• _REQUIRED WORK_:
For the word "changing", copy every line of the material that includes it.

::: RECORDS :::

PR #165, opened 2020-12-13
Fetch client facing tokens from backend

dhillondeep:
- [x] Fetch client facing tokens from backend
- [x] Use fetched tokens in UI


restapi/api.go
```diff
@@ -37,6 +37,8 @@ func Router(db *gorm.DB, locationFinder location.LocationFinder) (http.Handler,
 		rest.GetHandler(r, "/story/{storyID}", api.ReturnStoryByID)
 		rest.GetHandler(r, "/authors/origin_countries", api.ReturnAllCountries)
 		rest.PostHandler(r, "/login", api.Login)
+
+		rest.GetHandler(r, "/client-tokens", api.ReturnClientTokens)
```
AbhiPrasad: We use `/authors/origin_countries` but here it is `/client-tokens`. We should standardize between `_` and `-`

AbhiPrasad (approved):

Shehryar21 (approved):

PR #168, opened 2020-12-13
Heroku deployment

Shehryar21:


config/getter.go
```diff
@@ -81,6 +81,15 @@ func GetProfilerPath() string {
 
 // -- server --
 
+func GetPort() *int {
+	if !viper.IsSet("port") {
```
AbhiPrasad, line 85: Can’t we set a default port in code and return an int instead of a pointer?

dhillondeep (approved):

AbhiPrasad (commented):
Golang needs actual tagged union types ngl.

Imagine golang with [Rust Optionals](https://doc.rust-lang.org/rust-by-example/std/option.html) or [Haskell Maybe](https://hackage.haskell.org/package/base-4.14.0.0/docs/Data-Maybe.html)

:::
::: RECORDS :::

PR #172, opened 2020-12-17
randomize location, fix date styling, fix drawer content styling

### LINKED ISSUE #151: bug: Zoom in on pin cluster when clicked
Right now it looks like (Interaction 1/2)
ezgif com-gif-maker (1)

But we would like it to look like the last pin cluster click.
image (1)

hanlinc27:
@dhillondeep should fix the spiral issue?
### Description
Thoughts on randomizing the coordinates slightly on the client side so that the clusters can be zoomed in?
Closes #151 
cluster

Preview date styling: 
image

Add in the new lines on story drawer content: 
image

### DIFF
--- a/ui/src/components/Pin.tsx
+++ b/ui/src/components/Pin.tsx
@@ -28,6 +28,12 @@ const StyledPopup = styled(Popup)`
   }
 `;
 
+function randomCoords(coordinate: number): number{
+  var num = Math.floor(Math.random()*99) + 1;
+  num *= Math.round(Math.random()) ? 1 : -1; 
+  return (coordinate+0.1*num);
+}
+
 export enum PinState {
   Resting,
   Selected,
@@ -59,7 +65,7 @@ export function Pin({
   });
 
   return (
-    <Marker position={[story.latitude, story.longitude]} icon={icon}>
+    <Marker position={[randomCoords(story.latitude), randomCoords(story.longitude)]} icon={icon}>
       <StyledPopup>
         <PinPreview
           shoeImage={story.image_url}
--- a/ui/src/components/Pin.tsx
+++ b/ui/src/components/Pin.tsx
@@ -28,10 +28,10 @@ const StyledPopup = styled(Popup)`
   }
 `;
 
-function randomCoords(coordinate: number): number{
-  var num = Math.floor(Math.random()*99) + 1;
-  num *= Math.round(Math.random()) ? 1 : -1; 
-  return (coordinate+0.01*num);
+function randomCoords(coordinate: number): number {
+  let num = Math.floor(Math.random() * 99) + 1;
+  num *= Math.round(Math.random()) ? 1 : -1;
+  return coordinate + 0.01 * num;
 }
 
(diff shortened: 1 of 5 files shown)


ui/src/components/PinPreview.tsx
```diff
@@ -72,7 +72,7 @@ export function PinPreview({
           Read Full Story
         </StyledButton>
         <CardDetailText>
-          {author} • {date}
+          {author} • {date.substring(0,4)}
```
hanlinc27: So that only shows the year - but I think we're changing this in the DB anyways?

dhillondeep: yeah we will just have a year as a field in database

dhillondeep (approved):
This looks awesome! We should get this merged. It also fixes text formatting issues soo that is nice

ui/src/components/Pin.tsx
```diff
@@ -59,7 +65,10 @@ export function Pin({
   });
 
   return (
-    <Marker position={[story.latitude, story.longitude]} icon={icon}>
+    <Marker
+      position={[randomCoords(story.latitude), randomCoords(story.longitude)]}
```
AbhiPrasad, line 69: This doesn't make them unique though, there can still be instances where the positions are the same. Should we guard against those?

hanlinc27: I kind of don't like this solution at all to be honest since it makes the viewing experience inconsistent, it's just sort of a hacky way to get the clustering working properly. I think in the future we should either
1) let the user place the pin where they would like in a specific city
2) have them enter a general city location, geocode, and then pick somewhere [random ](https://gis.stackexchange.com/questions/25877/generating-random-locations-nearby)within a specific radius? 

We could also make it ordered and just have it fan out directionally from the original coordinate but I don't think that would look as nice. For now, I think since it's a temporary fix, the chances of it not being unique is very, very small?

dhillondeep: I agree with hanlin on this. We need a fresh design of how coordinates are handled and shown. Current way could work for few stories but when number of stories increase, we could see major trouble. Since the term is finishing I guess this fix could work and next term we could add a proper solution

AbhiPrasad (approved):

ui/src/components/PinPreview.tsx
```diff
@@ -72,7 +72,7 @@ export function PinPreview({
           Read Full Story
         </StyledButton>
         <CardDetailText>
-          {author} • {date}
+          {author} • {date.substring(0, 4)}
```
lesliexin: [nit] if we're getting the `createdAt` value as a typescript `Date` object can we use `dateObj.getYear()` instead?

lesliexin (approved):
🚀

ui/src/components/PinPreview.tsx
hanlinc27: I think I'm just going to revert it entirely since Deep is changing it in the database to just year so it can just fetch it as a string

:::

• _EXERCISE RESPONSE_:
hanlinc27: So that only shows the year - but I think we're changing this in the DB anyways?
hanlinc27: I think I'm just going to revert it entirely since Deep is changing it in the database to just year so it can just fetch it as a string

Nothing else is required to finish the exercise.